> _Dataset entries_:
>>>
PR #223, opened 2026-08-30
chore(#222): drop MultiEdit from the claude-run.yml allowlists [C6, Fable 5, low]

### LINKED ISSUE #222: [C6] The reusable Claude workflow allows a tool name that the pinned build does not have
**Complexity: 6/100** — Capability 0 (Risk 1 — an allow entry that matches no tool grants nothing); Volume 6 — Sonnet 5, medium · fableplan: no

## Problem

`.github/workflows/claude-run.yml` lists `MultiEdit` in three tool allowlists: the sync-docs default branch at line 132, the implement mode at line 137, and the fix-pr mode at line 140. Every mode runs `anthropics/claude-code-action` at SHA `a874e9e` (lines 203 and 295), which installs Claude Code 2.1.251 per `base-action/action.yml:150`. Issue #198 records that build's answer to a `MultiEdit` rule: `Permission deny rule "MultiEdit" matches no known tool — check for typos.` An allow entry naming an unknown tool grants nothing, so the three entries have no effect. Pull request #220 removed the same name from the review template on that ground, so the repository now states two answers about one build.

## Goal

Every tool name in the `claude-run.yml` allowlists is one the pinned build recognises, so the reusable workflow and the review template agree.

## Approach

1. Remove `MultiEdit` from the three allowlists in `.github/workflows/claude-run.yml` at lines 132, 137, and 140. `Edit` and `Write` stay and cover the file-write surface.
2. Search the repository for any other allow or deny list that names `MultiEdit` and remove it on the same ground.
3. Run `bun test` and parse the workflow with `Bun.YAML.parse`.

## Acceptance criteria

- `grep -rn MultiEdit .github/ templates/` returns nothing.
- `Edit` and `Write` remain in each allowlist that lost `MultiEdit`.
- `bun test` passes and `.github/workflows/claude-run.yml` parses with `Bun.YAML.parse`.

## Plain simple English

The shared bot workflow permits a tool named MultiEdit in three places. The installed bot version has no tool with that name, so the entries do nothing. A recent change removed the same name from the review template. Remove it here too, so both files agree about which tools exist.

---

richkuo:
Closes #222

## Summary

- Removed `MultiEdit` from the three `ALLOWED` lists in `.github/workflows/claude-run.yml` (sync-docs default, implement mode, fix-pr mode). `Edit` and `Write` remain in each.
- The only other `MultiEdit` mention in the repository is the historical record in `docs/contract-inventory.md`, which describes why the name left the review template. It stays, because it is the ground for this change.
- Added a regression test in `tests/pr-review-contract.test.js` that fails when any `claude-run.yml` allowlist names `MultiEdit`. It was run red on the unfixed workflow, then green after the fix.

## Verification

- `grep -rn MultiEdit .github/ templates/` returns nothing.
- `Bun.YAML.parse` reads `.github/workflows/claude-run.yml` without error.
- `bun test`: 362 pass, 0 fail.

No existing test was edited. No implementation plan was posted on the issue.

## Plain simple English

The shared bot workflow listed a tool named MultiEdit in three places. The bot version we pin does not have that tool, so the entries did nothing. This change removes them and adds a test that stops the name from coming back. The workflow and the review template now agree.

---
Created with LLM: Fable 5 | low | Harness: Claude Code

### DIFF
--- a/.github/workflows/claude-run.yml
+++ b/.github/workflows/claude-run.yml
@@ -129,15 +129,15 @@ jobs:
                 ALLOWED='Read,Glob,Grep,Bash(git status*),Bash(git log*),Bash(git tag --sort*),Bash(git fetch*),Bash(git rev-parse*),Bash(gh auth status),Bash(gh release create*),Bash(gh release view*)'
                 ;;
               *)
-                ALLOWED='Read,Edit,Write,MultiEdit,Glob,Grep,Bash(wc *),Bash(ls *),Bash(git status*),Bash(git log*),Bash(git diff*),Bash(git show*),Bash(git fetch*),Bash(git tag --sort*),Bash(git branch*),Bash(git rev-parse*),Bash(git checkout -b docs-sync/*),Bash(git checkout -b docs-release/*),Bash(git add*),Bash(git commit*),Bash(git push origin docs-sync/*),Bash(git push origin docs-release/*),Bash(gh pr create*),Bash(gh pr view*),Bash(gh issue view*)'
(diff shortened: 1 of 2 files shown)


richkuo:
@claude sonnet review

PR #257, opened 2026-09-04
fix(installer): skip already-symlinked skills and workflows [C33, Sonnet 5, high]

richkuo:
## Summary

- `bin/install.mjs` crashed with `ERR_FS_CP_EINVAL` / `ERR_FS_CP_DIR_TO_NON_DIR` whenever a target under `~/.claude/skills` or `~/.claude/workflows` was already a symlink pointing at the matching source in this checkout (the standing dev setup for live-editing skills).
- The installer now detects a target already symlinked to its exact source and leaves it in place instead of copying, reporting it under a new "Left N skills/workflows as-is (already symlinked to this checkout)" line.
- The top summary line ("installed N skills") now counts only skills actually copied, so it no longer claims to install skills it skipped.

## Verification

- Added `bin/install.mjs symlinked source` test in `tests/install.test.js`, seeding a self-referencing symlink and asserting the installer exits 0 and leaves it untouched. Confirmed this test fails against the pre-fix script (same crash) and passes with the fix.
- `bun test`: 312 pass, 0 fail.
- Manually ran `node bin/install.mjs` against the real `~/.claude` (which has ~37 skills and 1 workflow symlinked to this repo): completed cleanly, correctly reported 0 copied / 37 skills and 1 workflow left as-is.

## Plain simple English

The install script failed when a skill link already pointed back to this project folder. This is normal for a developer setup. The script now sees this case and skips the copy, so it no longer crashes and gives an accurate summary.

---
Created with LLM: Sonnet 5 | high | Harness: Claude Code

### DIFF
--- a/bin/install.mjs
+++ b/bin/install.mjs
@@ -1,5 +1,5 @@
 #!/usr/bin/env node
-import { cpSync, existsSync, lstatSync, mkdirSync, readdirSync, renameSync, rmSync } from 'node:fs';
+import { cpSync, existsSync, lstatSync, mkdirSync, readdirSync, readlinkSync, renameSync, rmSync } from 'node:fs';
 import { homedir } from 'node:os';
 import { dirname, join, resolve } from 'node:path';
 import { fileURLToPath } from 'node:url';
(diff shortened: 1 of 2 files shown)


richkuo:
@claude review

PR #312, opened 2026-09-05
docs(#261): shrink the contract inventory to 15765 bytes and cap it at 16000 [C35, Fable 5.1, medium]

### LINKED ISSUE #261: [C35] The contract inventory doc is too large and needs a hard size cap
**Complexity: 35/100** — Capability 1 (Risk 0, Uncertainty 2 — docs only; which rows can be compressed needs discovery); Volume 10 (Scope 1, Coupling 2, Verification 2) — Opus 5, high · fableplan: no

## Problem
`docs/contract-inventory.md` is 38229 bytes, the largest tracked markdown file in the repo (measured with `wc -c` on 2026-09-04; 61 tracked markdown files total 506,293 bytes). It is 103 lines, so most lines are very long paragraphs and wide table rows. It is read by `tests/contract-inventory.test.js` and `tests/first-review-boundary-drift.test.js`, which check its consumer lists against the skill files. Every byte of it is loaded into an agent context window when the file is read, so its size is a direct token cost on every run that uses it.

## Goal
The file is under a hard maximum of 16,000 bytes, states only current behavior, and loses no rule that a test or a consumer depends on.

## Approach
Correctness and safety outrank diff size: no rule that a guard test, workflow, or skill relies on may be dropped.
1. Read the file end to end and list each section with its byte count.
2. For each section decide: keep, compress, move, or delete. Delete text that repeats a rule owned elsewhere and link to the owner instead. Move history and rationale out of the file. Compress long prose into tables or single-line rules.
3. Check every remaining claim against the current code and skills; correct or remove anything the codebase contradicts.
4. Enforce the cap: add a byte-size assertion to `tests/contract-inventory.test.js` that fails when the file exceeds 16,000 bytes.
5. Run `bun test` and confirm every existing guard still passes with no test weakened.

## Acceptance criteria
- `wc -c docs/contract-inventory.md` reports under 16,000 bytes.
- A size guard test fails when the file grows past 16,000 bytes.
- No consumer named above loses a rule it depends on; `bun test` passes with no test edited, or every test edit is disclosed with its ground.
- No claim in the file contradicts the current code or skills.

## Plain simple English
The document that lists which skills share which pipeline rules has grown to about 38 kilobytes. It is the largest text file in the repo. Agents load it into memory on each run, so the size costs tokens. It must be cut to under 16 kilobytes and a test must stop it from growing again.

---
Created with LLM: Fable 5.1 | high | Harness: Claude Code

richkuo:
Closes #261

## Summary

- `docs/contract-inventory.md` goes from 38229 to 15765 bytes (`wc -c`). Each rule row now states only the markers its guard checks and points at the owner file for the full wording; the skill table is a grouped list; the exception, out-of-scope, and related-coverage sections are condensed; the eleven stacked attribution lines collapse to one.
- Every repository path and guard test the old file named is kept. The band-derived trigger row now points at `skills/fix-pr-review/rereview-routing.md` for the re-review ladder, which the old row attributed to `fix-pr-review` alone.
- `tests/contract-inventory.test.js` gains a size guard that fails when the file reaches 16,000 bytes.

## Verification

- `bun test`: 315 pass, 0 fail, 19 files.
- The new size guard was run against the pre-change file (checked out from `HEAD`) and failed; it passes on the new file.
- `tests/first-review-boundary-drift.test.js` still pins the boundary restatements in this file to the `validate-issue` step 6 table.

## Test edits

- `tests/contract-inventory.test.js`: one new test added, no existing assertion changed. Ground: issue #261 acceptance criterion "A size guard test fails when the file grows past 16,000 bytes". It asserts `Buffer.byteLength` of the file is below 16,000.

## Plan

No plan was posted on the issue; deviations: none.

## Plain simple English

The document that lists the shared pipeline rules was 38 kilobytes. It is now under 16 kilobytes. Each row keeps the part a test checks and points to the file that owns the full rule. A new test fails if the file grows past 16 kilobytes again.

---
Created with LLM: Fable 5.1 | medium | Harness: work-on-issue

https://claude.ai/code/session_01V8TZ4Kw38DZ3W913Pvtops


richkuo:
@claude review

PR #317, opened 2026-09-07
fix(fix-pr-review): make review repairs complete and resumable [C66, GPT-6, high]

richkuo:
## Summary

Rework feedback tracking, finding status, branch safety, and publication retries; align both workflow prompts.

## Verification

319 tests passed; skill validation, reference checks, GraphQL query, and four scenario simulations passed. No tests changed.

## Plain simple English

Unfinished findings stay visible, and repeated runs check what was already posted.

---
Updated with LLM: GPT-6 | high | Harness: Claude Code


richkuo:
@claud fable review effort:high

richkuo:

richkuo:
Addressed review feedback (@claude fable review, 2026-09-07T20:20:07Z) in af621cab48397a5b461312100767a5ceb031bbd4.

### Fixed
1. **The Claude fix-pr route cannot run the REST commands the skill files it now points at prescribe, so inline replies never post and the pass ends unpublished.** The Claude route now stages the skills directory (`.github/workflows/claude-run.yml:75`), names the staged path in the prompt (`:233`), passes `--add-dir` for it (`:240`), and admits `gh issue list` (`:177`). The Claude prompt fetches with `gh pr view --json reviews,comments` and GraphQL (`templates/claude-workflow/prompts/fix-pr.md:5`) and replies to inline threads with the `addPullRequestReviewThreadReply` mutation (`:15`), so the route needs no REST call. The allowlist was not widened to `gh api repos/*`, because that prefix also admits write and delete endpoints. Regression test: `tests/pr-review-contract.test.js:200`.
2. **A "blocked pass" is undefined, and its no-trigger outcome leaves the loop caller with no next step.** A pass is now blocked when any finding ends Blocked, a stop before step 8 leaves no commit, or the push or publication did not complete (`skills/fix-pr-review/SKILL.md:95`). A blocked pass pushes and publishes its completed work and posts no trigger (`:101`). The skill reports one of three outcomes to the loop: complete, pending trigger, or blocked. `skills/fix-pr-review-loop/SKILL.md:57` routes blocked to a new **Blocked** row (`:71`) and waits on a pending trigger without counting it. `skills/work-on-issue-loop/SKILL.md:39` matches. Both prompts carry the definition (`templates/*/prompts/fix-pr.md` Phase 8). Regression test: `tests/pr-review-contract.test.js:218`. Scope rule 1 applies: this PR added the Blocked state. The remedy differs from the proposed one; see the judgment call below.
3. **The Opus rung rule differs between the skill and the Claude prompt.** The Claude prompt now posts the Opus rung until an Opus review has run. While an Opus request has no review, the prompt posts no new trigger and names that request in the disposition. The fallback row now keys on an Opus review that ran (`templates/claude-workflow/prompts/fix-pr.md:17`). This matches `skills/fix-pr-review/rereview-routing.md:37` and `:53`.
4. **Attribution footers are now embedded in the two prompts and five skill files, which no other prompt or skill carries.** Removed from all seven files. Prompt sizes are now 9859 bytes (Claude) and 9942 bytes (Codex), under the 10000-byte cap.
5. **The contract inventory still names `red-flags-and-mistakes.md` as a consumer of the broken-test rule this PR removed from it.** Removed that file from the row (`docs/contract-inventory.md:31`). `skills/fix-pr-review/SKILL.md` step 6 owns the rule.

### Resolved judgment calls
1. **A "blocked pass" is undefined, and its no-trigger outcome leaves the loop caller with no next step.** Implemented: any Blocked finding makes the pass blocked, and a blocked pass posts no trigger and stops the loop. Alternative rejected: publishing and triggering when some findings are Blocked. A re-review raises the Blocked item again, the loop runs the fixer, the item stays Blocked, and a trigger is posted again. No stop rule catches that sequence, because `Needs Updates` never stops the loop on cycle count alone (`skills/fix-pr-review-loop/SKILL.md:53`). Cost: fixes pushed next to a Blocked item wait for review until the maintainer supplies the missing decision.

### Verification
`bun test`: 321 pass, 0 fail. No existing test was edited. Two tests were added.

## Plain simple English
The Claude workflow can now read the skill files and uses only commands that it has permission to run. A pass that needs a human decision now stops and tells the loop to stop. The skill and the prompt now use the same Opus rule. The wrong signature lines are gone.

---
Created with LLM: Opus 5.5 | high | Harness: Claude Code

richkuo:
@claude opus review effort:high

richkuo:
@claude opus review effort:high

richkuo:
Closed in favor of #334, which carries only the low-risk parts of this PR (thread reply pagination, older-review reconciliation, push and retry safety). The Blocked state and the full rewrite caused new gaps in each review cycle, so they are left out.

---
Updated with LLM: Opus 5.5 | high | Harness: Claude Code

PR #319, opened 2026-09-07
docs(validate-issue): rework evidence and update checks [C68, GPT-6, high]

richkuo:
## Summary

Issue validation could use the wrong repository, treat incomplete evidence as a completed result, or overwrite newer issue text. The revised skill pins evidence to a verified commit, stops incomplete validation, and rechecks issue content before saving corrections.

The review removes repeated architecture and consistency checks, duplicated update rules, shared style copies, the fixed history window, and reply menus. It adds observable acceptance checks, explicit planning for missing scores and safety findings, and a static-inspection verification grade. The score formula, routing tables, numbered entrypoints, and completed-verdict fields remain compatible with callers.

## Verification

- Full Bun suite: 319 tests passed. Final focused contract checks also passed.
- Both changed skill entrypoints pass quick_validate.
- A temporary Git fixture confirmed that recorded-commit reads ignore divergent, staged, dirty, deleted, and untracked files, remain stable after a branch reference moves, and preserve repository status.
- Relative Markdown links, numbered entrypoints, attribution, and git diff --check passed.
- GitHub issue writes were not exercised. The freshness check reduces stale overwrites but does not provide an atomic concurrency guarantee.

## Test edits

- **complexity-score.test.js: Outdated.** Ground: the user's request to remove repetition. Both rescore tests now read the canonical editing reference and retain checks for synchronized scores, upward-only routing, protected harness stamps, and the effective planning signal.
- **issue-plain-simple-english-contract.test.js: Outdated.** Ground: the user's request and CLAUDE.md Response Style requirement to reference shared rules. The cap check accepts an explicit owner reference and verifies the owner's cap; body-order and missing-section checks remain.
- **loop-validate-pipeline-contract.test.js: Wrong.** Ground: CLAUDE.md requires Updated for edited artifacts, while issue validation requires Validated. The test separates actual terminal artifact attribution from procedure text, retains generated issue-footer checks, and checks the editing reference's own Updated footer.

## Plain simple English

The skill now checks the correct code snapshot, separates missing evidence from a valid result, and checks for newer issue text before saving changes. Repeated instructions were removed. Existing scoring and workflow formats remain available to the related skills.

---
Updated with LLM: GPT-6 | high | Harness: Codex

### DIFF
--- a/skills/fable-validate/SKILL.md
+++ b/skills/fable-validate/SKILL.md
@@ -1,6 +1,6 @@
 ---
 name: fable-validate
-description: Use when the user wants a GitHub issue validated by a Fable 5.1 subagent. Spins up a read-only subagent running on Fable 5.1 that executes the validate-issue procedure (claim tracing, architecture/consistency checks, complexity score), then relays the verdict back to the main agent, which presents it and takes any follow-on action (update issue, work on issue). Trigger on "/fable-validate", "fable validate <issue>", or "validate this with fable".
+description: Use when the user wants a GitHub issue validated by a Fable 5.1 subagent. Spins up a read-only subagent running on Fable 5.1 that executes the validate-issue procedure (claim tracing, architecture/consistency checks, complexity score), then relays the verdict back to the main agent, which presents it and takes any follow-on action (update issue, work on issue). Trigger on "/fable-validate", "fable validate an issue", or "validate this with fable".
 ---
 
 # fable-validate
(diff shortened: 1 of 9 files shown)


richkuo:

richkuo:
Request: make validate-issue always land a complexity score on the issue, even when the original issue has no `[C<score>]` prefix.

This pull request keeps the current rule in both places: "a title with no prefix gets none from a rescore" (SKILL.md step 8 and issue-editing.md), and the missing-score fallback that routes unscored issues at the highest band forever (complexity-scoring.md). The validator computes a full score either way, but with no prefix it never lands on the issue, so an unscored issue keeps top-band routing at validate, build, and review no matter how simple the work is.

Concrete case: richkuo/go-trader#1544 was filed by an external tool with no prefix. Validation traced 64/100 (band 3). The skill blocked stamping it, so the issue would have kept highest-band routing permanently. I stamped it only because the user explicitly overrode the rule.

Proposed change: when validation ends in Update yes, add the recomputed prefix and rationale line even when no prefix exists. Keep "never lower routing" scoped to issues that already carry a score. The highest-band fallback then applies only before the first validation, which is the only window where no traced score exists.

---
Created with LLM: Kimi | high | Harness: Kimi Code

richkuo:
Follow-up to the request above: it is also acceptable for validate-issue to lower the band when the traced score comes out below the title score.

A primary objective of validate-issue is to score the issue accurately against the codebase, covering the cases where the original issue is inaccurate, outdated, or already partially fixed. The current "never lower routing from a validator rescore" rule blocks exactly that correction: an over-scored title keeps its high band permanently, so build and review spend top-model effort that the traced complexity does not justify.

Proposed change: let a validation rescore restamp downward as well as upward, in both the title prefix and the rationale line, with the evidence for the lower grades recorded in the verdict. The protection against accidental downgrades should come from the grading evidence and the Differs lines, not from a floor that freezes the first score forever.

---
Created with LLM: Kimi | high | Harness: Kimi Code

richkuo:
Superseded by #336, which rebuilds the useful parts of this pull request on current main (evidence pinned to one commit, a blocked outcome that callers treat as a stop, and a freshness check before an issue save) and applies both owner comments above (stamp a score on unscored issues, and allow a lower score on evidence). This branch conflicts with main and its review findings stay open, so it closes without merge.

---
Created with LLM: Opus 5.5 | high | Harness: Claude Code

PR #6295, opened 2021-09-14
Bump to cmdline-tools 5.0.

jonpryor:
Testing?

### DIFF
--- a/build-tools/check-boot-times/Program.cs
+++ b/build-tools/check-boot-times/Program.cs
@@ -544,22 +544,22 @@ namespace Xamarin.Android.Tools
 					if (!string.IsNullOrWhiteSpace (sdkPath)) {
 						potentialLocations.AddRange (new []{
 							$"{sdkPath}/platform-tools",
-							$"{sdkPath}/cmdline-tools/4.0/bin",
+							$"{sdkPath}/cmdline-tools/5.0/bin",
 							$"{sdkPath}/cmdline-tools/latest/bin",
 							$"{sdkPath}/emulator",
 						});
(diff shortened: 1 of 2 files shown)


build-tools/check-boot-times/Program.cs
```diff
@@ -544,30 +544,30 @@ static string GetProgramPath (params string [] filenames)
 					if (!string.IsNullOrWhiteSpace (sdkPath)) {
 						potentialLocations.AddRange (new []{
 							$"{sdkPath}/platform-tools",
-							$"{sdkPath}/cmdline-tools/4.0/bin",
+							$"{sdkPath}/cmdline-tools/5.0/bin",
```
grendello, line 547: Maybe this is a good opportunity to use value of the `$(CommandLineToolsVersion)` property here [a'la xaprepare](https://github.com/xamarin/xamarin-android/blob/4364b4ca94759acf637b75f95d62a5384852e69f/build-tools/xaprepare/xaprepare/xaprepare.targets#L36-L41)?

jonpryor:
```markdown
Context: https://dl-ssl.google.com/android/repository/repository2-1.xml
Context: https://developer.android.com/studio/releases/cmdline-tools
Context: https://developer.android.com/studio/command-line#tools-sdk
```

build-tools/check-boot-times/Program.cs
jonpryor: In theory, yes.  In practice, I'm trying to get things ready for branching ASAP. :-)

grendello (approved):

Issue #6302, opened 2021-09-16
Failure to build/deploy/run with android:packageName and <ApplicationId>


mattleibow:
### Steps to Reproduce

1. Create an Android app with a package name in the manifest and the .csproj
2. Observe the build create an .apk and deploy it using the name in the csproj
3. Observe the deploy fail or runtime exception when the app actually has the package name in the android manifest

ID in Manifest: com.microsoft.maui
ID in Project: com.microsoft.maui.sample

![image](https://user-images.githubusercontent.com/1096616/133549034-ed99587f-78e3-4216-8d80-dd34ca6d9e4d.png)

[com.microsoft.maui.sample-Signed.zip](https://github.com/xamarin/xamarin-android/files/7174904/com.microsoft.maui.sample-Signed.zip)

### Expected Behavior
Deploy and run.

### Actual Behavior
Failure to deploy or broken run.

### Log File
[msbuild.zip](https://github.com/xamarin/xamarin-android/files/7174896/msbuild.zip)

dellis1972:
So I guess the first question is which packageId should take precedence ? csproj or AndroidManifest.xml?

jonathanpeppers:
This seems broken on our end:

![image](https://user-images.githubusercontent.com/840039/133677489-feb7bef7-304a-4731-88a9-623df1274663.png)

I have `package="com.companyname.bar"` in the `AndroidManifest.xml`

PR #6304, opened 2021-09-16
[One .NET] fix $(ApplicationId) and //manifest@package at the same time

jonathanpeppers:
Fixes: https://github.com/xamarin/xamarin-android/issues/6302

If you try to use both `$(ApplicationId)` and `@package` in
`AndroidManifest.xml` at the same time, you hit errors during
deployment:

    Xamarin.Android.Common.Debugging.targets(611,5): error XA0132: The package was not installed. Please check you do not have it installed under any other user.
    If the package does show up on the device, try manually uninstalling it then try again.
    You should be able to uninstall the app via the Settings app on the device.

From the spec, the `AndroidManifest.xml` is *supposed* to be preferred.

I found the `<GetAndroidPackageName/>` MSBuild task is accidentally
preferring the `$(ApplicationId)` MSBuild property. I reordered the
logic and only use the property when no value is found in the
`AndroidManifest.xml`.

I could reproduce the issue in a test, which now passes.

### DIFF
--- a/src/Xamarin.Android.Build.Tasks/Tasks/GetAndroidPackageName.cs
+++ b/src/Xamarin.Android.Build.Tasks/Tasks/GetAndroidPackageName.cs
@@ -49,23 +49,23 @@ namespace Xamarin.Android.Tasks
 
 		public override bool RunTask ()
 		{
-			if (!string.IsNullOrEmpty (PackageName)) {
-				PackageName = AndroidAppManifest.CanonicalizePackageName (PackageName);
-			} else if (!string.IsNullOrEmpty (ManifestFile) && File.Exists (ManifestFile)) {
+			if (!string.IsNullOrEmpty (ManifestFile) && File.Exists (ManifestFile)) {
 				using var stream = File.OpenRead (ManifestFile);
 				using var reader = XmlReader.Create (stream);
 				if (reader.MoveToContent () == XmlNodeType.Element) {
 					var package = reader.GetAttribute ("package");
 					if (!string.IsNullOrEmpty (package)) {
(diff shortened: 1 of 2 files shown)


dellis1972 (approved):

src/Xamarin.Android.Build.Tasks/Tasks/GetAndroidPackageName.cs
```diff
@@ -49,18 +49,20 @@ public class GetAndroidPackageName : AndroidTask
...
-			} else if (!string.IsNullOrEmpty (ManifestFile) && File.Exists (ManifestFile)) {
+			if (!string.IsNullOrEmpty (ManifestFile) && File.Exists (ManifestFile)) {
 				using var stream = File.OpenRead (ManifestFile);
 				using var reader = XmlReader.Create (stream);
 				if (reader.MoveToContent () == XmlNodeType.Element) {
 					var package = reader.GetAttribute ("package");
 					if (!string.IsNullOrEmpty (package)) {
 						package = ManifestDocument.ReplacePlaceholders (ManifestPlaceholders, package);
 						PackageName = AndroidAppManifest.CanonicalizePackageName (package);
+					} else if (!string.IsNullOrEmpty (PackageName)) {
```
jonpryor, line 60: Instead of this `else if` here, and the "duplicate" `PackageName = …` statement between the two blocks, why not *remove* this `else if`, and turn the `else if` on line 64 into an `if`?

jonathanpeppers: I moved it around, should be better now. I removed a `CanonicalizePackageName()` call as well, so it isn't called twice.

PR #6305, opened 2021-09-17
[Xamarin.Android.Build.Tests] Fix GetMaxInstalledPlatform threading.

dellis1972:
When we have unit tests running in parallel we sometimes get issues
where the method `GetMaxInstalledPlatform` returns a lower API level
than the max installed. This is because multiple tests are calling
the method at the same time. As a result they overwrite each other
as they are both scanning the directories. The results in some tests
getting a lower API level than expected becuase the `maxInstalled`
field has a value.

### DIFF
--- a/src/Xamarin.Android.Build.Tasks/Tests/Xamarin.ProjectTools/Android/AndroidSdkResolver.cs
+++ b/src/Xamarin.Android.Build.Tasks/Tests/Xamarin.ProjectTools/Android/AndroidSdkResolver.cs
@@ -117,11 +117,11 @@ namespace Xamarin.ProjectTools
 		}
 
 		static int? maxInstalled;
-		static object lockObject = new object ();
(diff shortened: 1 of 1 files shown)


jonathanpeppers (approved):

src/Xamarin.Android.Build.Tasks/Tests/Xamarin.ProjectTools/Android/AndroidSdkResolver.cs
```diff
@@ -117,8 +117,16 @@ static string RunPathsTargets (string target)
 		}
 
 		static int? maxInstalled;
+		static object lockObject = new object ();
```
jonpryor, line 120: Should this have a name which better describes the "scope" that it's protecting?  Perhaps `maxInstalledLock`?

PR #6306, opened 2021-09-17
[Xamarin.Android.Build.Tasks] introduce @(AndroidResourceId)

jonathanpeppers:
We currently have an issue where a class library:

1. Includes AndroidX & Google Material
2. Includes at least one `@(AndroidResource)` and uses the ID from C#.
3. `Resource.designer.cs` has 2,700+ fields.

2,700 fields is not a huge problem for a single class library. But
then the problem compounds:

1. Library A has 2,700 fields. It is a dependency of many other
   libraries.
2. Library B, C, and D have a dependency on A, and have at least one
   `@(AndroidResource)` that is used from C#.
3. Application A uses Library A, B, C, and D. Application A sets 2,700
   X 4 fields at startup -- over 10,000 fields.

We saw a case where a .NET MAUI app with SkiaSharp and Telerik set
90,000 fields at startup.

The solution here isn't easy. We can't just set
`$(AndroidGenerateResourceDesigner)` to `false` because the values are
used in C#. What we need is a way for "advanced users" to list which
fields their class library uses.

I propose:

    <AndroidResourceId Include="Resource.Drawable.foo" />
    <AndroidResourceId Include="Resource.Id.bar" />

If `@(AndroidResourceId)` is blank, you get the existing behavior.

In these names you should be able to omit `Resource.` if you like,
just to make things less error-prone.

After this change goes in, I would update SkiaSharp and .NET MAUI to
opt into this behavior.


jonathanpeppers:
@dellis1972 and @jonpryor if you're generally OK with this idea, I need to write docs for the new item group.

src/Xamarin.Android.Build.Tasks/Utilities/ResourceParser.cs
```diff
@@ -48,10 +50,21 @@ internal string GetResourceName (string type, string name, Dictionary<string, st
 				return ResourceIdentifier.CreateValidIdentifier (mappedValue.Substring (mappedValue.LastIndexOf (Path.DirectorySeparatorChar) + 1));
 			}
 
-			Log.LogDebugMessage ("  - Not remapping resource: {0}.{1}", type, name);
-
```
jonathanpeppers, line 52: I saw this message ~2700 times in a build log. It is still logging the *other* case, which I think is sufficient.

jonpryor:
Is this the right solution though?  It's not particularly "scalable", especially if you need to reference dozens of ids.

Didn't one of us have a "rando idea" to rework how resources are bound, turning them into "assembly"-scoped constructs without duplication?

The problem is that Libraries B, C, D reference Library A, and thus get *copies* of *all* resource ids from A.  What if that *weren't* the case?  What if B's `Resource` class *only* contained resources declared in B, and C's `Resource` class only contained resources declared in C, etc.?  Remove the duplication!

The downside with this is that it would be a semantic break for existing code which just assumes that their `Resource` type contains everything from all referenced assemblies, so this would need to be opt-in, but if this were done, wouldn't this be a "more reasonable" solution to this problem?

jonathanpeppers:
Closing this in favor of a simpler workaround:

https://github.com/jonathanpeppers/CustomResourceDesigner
<<<
Where does the string "SkiaSharp" appear in the records? Copy every line that holds it.

> _EXERCISE RESPONSE_:
We saw a case where a .NET MAUI app with SkiaSharp and Telerik set
After this change goes in, I would update SkiaSharp and .NET MAUI to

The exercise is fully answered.